Any suggestion on how to restore it or at least repair the chips so they don't continue to spread.


----------



## Steve M1911A1 (Feb 6, 2008)

38special said:


> ...Any suggestion on how to restore it or at least repair the chips so they don't continue to spread...


Yeah. _Don't._
You can't repair old plating. That's especially true of variable-quality Spanish plating.

Put up with the chips. Put up with the fact that it will continue to flake.
There's nothing you can do about it, short of re-plating the whole gun.
(And that would be much more expensive than what the gun is worth.)


----------



## 38special (Feb 24, 2017)

steve m1911a1 said:


> yeah. _don't._
> you can't repair old plating.
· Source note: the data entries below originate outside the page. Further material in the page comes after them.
PR #1904, opened 2024-10-24
fix(java): NonExistentEnum on mode serializeEnumByName

orisgarno:
## What does this PR do?
Handle NonExistentEnum on mode serializeEnumByName by returning UNKNOWN. since there are no relevancy anymore by using enum ordinal.

### DIFF
--- a/java/fury-core/src/main/java/org/apache/fury/serializer/NonexistentClassSerializers.java
+++ b/java/fury-core/src/main/java/org/apache/fury/serializer/NonexistentClassSerializers.java
@@ -34,6 +34,7 @@ import org.apache.fury.resolver.ClassInfo;
 import org.apache.fury.resolver.ClassInfoHolder;
 import org.apache.fury.resolver.ClassResolver;
 import org.apache.fury.resolver.MetaContext;
+import org.apache.fury.resolver.MetaStringResolver;
 import org.apache.fury.resolver.RefResolver;
 import org.apache.fury.serializer.NonexistentClass.NonexistentEnum;
 import org.apache.fury.type.Descriptor;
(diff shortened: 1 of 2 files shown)


java/fury-core/src/main/java/org/apache/fury/serializer/NonexistentClassSerializers.java
```diff
@@ -226,14 +227,21 @@ public Object read(MemoryBuffer buffer) {
...
     public NonexistentEnumClassSerializer(Fury fury) {
       super(fury, NonexistentEnum.class);
+      metaStringResolver = fury.getMetaStringResolver();
       enumConstants = NonexistentEnum.class.getEnumConstants();
     }
 
     @Override
     public Object read(MemoryBuffer buffer) {
+      if (fury.getConfig().serializeEnumByName()) {
+        metaStringResolver.readMetaStringBytes(buffer);
```
orisgarno, line 241: wondering, do i need to read the buffer first to make sure the buffer ready for next consumption?

chaokunyang: I think current implementation is fine.

orisgarno: ok, should i cancel and close this PR then?

chaokunyang: I mean your implementation here is right, no need to change

chaokunyang (approved):
LGTM

Issue #1887, opened 2024-10-16
[Question] Could use Python bindings instead of Cython


penguin-wwy:
### Question

From the code, the Buffer in Cython is just a wrapper around the Buffer in cpp. It might be beneficial to use Python bindings directly, as this could reduce performance overhead and the cost of code maintenance.

chaokunyang:
You mean implement Buffer using python only instead of CBuffer?

penguin-wwy:
My suggestion is to use [pybind11](https://github.com/pybind/pybind11) or directly write a [C-API](https://docs.python.org/3/c-api/index.html) to call the cpp `fury::Buffer`. The current Cython-generated C++ code still calls the `fury::Buffer`, which I think is unnecessary.

```cpp
static CYTHON_INLINE int64_t __pyx_f_6pyfury_5_util_6Buffer_get_int64(struct __pyx_obj_6pyfury_5_util_Buffer *__pyx_v_self, uint32_t __pyx_v_offset, CYTHON_UNUSED int __pyx_skip_dispatch) {
  ...

  /* "pyfury/_util.pyx":140
 *     cpdef inline int64_t get_int64(self, uint32_t offset):
 *         self.check_bound(offset, <int32_t>8)
 *         return self.c_buffer.get().GetInt64(offset)             # <<<<<<<<<<<<<<
 * 
 *     cpdef inline float get_float(self, uint32_t offset):
 */
  __pyx_r = __pyx_v_self->c_buffer.get()->GetInt64(__pyx_v_offset);
  goto __pyx_L0;

  /* function exit code */
  ...
}
```

chaokunyang:
That would be great, if we can get a big performance gain, we can compromise some code maintenance costs

chaokunyang:
Thanks for sharing so insightful experiments. I used to think pybind is fast since it avoid generating code like cython. It turns out it's the slowest, this superised me a little. Cython seems provide some annotations to help generate c++ code, are you going to employ such kind of optimization?

Superskyyy:
I suggest using Nanobind, nanobind is the next generation of pybind11 from the same guy that invented it. It is suggested officially to use nanobind over Pybind11. Python 3.8+ is not a problem since anything below is already subset by CPython.

PragmaTwice:
Yeah from my side generally cython is hard to debug and maintain, also lacks good IDE/LSP support.

[...]

PR #1905, opened 2024-10-24
feat(python): guide cython to optimize code generation

penguin-wwy:
<!--
**Thanks for contributing to Fury.**

**If this is your first time opening a PR on fury, you can refer to [CONTRIBUTING.md](https://github.com/apache/fury/blob/main/CONTRIBUTING.md).**

Contribution Checklist

    - The **Apache Fury (incubating)** community has restrictions on the naming of pr titles. You can also find instructions in [CONTRIBUTING.md](https://github.com/apache/fury/blob/main/CONTRIBUTING.md).

    - Fury has a strong focus on performance. If the PR you submit will have an impact on performance, please benchmark it first and provide the benchmark result here.
-->

## What does this PR do?

Optimize the C++ code generated by Cython by modifying the function implementations of the Buffer class.

Using `get_int8` as an example, the following C++ code is generated before modification.

```c++
static PyObject *__pyx_pf_6pyfury_5_util_6Buffer_26get_int8(struct __pyx_obj_6pyfury_5_util_Buffer *__pyx_v_self, uint32_t __pyx_v_offset) {
  ...
  __pyx_t_1 = __pyx_f_6pyfury_5_util_6Buffer_get_int8(__pyx_v_self, __pyx_v_offset, 1);
  if (unlikely(PyErr_Occurred())) __PYX_ERR(0, 119, __pyx_L1_error)
  __pyx_t_2 = __Pyx_PyInt_From_int8_t(__pyx_t_1);
  if (unlikely(!__pyx_t_2)) __PYX_ERR(0, 119, __pyx_L1_error)
  ...
```

Since get_int32 returns a C++ type, the cython needs to generate calling `PyLong_FromLong`, and guard code such as calling `PyErr_Occurred`.
However, it is known that int32 can always be used to generate a `PyLongObject` with `PyLong_FromLong`. Therefore, when we manually call this, the cython only needs to check if the return value is null, as shown in the following code.

```c++
  __pyx_t_1 = __pyx_f_6pyfury_5_util_6Buffer_get_int8(__pyx_v_self, __pyx_v_offset, 1);
  if (unlikely(!__pyx_t_1)) __PYX_ERR(0, 130, __pyx_L1_error)
```


## Related issues

- #1887 

<!--
If any user-facing interface changes, please [open an issue](https://github.com/apache/fury/issues/new/choose) describing the need to do so and update the document if necessary.
-->

## Benchmark

Microbenchmark case:
```
def benchmark_get_bool(buffer):
    buffer.get_bool(0)
    buffer.get_bool(1)
    buffer.get_bool(100)
    buffer.get_bool(1000)

def benchmark_get_int32(buffer):
    buffer.get_int32(0)
    buffer.get_int32(1)
    buffer.get_int32(100)
    buffer.get_int32(1000)


def benchmark_get_float(buffer):
    buffer.get_float(0)
    buffer.get_float(1)
    buffer.get_float(100)
    buffer.get_float(1000)


def benchmark_read(buffer):
    buffer.reader_index = 0
    buffer.read_int8()
    buffer.read_int16()
    buffer.read_int24()
    buffer.read_int32()
    buffer.read_int64()
    buffer.read_float()
    buffer.read_double()
```

Result:
```
# before
python benchmark.py --affinity 0
.....................
benchmark_get_bool: Mean +- std dev: 220 ns +- 4 ns
.....................
benchmark_get_int32: Mean +- std dev: 276 ns +- 10 ns
.....................
benchmark_get_float: Mean +- std dev: 254 ns +- 2 ns
.....................
benchmark_read: Mean +- std dev: 409 ns +- 11 ns

# after
python benchmark.py --affinity 0                                                                                                                                                                                                                                                                                    
.....................
benchmark_get_bool: Mean +- std dev: 215 ns +- 4 ns
.....................
benchmark_get_int32: Mean +- std dev: 264 ns +- 9 ns
.....................
benchmark_get_float: Mean +- std dev: 243 ns +- 6 ns
.....................
benchmark_read: Mean +- std dev: 380 ns +- 4 ns
```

That's especially true of variable-quality spanish plating.
> 
> Put up with the chips. Put up with the fact that it will continue to flake.
> ...


will probably find and order at least a new trigger that is the biggest chip.


----------



## 38special (Feb 24, 2017)

This gun needs work.

1. Chambering the bullets is a finesse job at best.
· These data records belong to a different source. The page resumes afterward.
PR #1911, opened 2024-10-26
fix(java): child container deep copy

zhaommmmomo:
## What does this PR do?
fix child container bug

## Related issues
https://github.com/apache/fury/issues/1855

### DIFF
--- a/java/fury-core/src/main/java/org/apache/fury/reflect/ReflectionUtils.java
+++ b/java/fury-core/src/main/java/org/apache/fury/reflect/ReflectionUtils.java
@@ -380,6 +380,19 @@ public class ReflectionUtils {
     return fields;
   }
 
+  public static List<Field> getFieldsWithoutSuperClasses(Class<?> cls, Set<Class<?>> superClasses) {
+    Preconditions.checkNotNull(cls);
+    List<Field> fields = new ArrayList<>();
+    Class<?> clazz = cls;
+    do {
+      if (!superClasses.contains(clazz)) {
+        Collections.addAll(fields, clazz.getDeclaredFields());
+      }
+      clazz = clazz.getSuperclass();
+    } while (clazz != null);
+    return fields;
+  }
+
   /** Get fields values from provided object. */
   public static List<Object> getFieldValues(Collection<Field> fields, Object o) {
     List<Object> results = new ArrayList<>(fields.size());
--- a/java/fury-core/src/main/java/org/apache/fury/serializer/AbstractObjectSerializer.java
+++ b/java/fury-core/src/main/java/org/apache/fury/serializer/AbstractObjectSerializer.java
@@ -309,7 +309,7 @@ public abstract class AbstractObjectSerializer<T> extends Serializer<T> {
   public static InternalFieldInfo[] buildFieldsInfo(Fury fury, List<Field> fields) {
     List<Descriptor> descriptors = new ArrayList<>();
     for (Field field : fields) {
-      if (!Modifier.isStatic(field.getModifiers())) {
+      if (!Modifier.isTransient(field.getModifiers()) && !Modifier.isStatic(field.getModifiers())) {
         descriptors.add(new Descriptor(field, TypeRef.of(field.getGenericType()), null, null));
       }
     }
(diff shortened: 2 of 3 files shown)


java/fury-core/src/main/java/org/apache/fury/reflect/ReflectionUtils.java
```diff
@@ -380,6 +380,19 @@ public static List<Field> getFields(Class<?> cls, boolean searchParent) {
     return fields;
   }
 
+  public static List<Field> getFieldsWithoutSuperClasses(Class<?> cls, Set<Class<?>> superClasses) {
```
chaokunyang, line 383: You can use `org.apache.fury.reflect.ReflectionUtils#getFields(cls, false)` instead

java/fury-core/src/main/java/org/apache/fury/serializer/AbstractObjectSerializer.java
```diff
@@ -256,6 +306,29 @@ private InternalFieldInfo[] buildFieldsInfo() {
     return fieldInfos;
   }
 
+  public static InternalFieldInfo[] buildFieldsInfo(Fury fury, List<Field> fields) {
```
chaokunyang, line 309: Could we just use `org.apache.fury.serializer.AbstractObjectSerializer#buildFieldInfos` instead. We should only copy those fields if we create object new instance following serialization process

java/fury-core/src/main/java/org/apache/fury/serializer/collection/ChildContainerSerializers.java
```diff
@@ -210,11 +216,14 @@ public Map newMap(MemoryBuffer buffer) {
     }
 
     @Override
-    public T copy(T originMap) {
-      if (objectSerializer == null) {
-        objectSerializer = new ObjectSerializer<>(fury, type, false);
+    public Map newMap(Map originMap) {
```
chaokunyang, line 219: Why can't we just delegate copy to objectSerializer? I think we should follow same pattern as serialization did

chaokunyang:
Hi @zhaommmmomo , I think we can just let copy for all serializers following same pattern of serialization. We should copy same fields as serialization. And we should use same methods for object creation, otherwise object may be in a inconsistent state

java/fury-core/src/main/java/org/apache/fury/serializer/collection/ChildContainerSerializers.java
chaokunyang: I see, objectSerializer can set fields for current type

java/fury-core/src/main/java/org/apache/fury/serializer/AbstractObjectSerializer.java
```diff
@@ -256,6 +306,29 @@ private InternalFieldInfo[] buildFieldsInfo() {
...
+    List<Descriptor> descriptors = new ArrayList<>();
+    for (Field field : fields) {
+      if (!Modifier.isStatic(field.getModifiers())) {
```
chaokunyang, line 312: transient fields should be filtered too

chaokunyang: We can just `fury.getClassResolver().getAllDescriptorsMap(beanClass, false).values();` instead

java/fury-core/src/main/java/org/apache/fury/serializer/collection/ChildContainerSerializers.java
```diff
@@ -151,11 +154,14 @@ public Collection newCollection(MemoryBuffer buffer) {
     }
 
     @Override
-    public T copy(T originCollection) {
-      if (objectSerializer == null) {
-        objectSerializer = new ObjectSerializer<>(fury, type, false);
+    public Collection newCollection(Collection originCollection) {
+      Collection newCollection = super.newCollection(originCollection);
+      if (fieldInfos == null) {
+        List<Field> fields = ReflectionUtils.getFieldsWithoutSuperClasses(type, superClasses);
```
chaokunyang, line 160: We can just `fury.getClassResolver().getAllDescriptorsMap(beanClass, false).values(); ` or `org.apache.fury.reflect.ReflectionUtils#getFields` instead

chaokunyang (approved):
LGTM

PR #1914, opened 2024-10-27
fix(java): Fix incorrect results of utf16 to utf8 conversion for latin1 but not ascii characters

HuangXingBo:
## What does this PR do?

Fix incorrect results of utf16 to utf8 conversion for latin1 but not ascii characters


chaokunyang (approved):
LGTM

2. Randomly stovepipe's & misfires.

Gong to start out by replacing the magazine spring & follower both seem worn out & flimsily attached.

Any other parts that ought to be replaced when it comes to the issues I am having ?


----------



## Steve M1911A1 (Feb 6, 2008)

1. Replace the recoil spring.
2. Clean the firing pin and clean out its channel. If there's a spring in there, replace it.
3. Clean out the crud from under the extractor's hook. If there's a spring, replace it.
4. Clean the breech face really well.
5. Hold the gun much tighter, when you're shooting. Some of your problem could be caused by too loose a hold: This gun needs every bit of recoil force it can get, and a slightly loose hold absorbs a lot of it.


----------



## 38special (Feb 24, 2017)

Thanks Steve.....

Here is the diagram & parts list, what number's on there should I get for this overhaul.


----------



## Steve M1911A1 (Feb 6, 2008)

If you're going to detail-strip this gun, beware of flying springs and falling pins.
_Do your disassembly within a large, strong, see-through plastic bag._
As you remove 'em, lay the parts out schematically on a _flat_ piece of "grabby" foam (for instance, wet-suit Neoprene).

Be aware that pins usually go in one way, and go out the opposite way. (Frequently: Out from right to left.)
Be aware that the extractor, the firing pin, and the hammer spring are under lots of pressure.

Before you reassemble anything, make everything squeaky clean.
Reassemble only after coating everything with a _very thin film_ of clean oil.

Check the firing-pin tip (where it hits the cartridge rim) for damage, including breaks, chips, and "mushrooming."
Check the barrel's breech end for "dings" around the chamber at its rim. Many rimfire guns show this, from improper dry-firing. (This may be the cause of the misfires.) If the chamber mouth is "dinged," the repair is best done by a competent gunsmith. He will need only the barrel. (Or you could buy a new barrel.)

Parts and Springs to Replace:
#5, firing-pin (but only if it's chipped or "mushroomed")
#4, extractor spring
#7, firing-pin spring
#10, hammer spring
#20, recoil spring
#23, sear spring (probably not a necessity)

Good luck!


----------



## 38special (Feb 24, 2017)

Thanks again Steve & not a bad cost either roughly 60 with the firing pin 40 without.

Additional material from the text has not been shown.